Work order:
Start to finish, repeat the records exactly.

[Records supplied — start]

PR #607, opened 2026-09-09
Fix example/schema links on versioned spec pages pointing at dev

normanrz:
## Problem

On https://ngff.openmicroscopy.org/specifications/0.5/examples/index.html, every example link points at the **dev** spec instead of 0.5. Same for the schemas index:

| page | link |
|---|---|
| `0.5/examples/index.html` | `../../dev/examples/multiscales_strict/multiscales_strict.html#examples-multiscales-strict-multiscales-example` |
| `0.5/schemas/index.html` | `../../dev/schemas/image.html#schemas-image` |

This affects 0.1–0.5; only `dev` was correct, by accident.

## Cause

Each version submodule's `pre_build.py` generates its examples/schemas pages with *identical* MyST label names — `(examples:multiscales_strict:multiscales-example)=`, `(schemas:image)=`, and so on. Sphinx reads all six versions into a single project, so those labels collide. Sphinx keeps one instance, drops the rest (1500+ `duplicate label` warnings in the build log), and every `[…](#examples:…)` link in every version then resolves to the surviving one — `dev`.

The hand-written spec prose doesn't have this problem because its labels are already namespaced: `version0.5:intro`, `version0.5:multiscale-md`. The generated ones weren't.

## Fix

A `namespace_generated_labels()` pass in `conf.py` that runs right after `pre_build.py` and rewrites the generated markdown to prefix those targets and links with `version{version}:`, matching the existing convention.

It lives in the superproject for the same reason the Bikeshed boilerplate injection just above it does — otherwise this would mean editing, committing, and bumping all six `ngff-spec` version branches. The substitution is idempotent (an already-prefixed label no longer matches), so re-running the build is safe.

## Verification

Full local Sphinx build of all six versions:

| | before | after |
|---|---|---|
| 0.5 examples | `../../dev/examples/multiscales_strict/…#examples-…` | `multiscales_strict/multiscales_strict.html#version0-5-examples-…` |
| 0.5 schemas | `../../dev/schemas/image.html#schemas-image` | `image.html#version0-5-schemas-image` |

- The anchors exist on the target pages (`id="version0-5-examples-multiscales-strict-multiscales-example"`, `id="versiondev-schemas-image"`).
- `dev`'s own links still resolve to `dev`.
- All `duplicate label` warnings for `examples:`/`schemas:` are gone; one unrelated one remains (`rfcs:rfc9:comment2` in `rfc/9/comments/`).
- Build exits 0.

## Notes for the reviewer

- Anchor slugs change (`#examples-…` → `#version0-5-examples-…`). Any external deep link to a generated example/schema anchor will break. Given those anchors currently all land on the wrong version anyway, that seemed like the right trade, but worth a second opinion.
- An alternative would be to namespace the labels in `pre_build.py` inside `ngff-spec` itself, which is arguably the more correct home — at the cost of a change on all six version branches plus six submodule bumps. Happy to go that route instead if you'd prefer.
- Two pre-existing issues I did **not** touch:
  - `href="#schemas/image.html"` in every schemas index is separately broken — `pre_build.py` writes the HTML link as `schemas/image.html`, but the index already lives in `schemas/`, so it should be `image.html`. That fix belongs in the `ngff-spec` submodule.
  - The duplicate `rfcs:rfc9:comment2` label.

🤖 Generated with [Claude Code](https://claude.com/claude-code)


lubianat:
Thanks @normanrz ! It is a good change, I think, but the claude note is somewhat long, would you mind providing a tl;dr at least for triage?

normanrz:
tl;dr
If you go to https://ngff.openmicroscopy.org/specifications/0.5/examples/index.html, all the links point to the `dev` version examples instead of the `0.5` examples. This PR fixes that.

lubianat (approved):

jo-mueller:
Looking at the comment written by claude:

> This is done here in the superproject so we do not have to edit, commit, and bump every ngff-spec version submodule.

And:

> An alternative would be to namespace the labels in pre_build.py inside ngff-spec itself, which is arguably the more correct home — at the cost of a change on all six version branches plus six submodule bumps. Happy to go that route instead if you'd prefer.

I think this would actually be the cleaner option, because that's where the error originates. Each version branch already has a `_version.py` with the correct version declared, so we'd just need to import that in each instance of `pre_build.py` and prepend autogenerated anchors with it.


This needs to be done for each submodule, so:

- [ ] 0.1 https://github.com/ome/ngff-spec/pull/210
- [ ] 0.2 https://github.com/ome/ngff-spec/pull/209
- [ ] 0.3 https://github.com/ome/ngff-spec/pull/208
- [ ] 0.4 https://github.com/ome/ngff-spec/pull/207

[Records supplied — finish]

Exercise output:
PR #607, opened 2026-09-09
Fix example/schema links on versioned spec pages pointing at dev

normanrz:
## Problem

On https://ngff.openmicroscopy.org/specifications/0.5/examples/index.html, every example link points at the **dev** spec instead of 0.5. Same for the schemas index:

| page | link |
|---|---|
| `0.5/examples/index.html` | `../../dev/examples/multiscales_strict/multiscales_strict.html#examples-multiscales-strict-multiscales-example` |
| `0.5/schemas/index.html` | `../../dev/schemas/image.html#schemas-image` |

This affects 0.1–0.5; only `dev` was correct, by accident.

## Cause

Each version submodule's `pre_build.py` generates its examples/schemas pages with *identical* MyST label names — `(examples:multiscales_strict:multiscales-example)=`, `(schemas:image)=`, and so on. Sphinx reads all six versions into a single project, so those labels collide. Sphinx keeps one instance, drops the rest (1500+ `duplicate label` warnings in the build log), and every `[…](#examples:…)` link in every version then resolves to the surviving one — `dev`.

The hand-written spec prose doesn't have this problem because its labels are already namespaced: `version0.5:intro`, `version0.5:multiscale-md`. The generated ones weren't.

## Fix

A `namespace_generated_labels()` pass in `conf.py` that runs right after `pre_build.py` and rewrites the generated markdown to prefix those targets and links with `version{version}:`, matching the existing convention.

It lives in the superproject for the same reason the Bikeshed boilerplate injection just above it does — otherwise this would mean editing, committing, and bumping all six `ngff-spec` version branches. The substitution is idempotent (an already-prefixed label no longer matches), so re-running the build is safe.

## Verification

Full local Sphinx build of all six versions:

| | before | after |
|---|---|---|
| 0.5 examples | `../../dev/examples/multiscales_strict/…#examples-…` | `multiscales_strict/multiscales_strict.html#version0-5-examples-…` |
| 0.5 schemas | `../../dev/schemas/image.html#schemas-image` | `image.html#version0-5-schemas-image` |

- The anchors exist on the target pages (`id="version0-5-examples-multiscales-strict-multiscales-example"`, `id="versiondev-schemas-image"`).
- `dev`'s own links still resolve to `dev`.
- All `duplicate label` warnings for `examples:`/`schemas:` are gone; one unrelated one remains (`rfcs:rfc9:comment2` in `rfc/9/comments/`).
- Build exits 0.

## Notes for the reviewer

- Anchor slugs change (`#examples-…` → `#version0-5-examples-…`). Any external deep link to a generated example/schema anchor will break. Given those anchors currently all land on the wrong version anyway, that seemed like the right trade, but worth a second opinion.
- An alternative would be to namespace the labels in `pre_build.py` inside `ngff-spec` itself, which is arguably the more correct home — at the cost of a change on all six version branches plus six submodule bumps. Happy to go that route instead if you'd prefer.
- Two pre-existing issues I did **not** touch:
  - `href="#schemas/image.html"` in every schemas index is separately broken — `pre_build.py` writes the HTML link as `schemas/image.html`, but the index already lives in `schemas/`, so it should be `image.html`. That fix belongs in the `ngff-spec` submodule.
  - The duplicate `rfcs:rfc9:comment2` label.

🤖 Generated with [Claude Code](https://claude.com/claude-code)


lubianat:
Thanks @normanrz ! It is a good change, I think, but the claude note is somewhat long, would you mind providing a tl;dr at least for triage?

normanrz:
tl;dr
If you go to https://ngff.openmicroscopy.org/specifications/0.5/examples/index.html, all the links point to the `dev` version examples instead of the `0.5` examples. This PR fixes that.

lubianat (approved):

jo-mueller:
Looking at the comment written by claude:

> This is done here in the superproject so we do not have to edit, commit, and bump every ngff-spec version submodule.

And:

> An alternative would be to namespace the labels in pre_build.py inside ngff-spec itself, which is arguably the more correct home — at the cost of a change on all six version branches plus six submodule bumps. Happy to go that route instead if you'd prefer.

I think this would actually be the cleaner option, because that's where the error originates. Each version branch already has a `_version.py` with the correct version declared, so we'd just need to import that in each instance of `pre_build.py` and prepend autogenerated anchors with it.


This needs to be done for each submodule, so:

- [ ] 0.1 https://github.com/ome/ngff-spec/pull/210
- [ ] 0.2 https://github.com/ome/ngff-spec/pull/209
- [ ] 0.3 https://github.com/ome/ngff-spec/pull/208
- [ ] 0.4 https://github.com/ome/ngff-spec/pull/207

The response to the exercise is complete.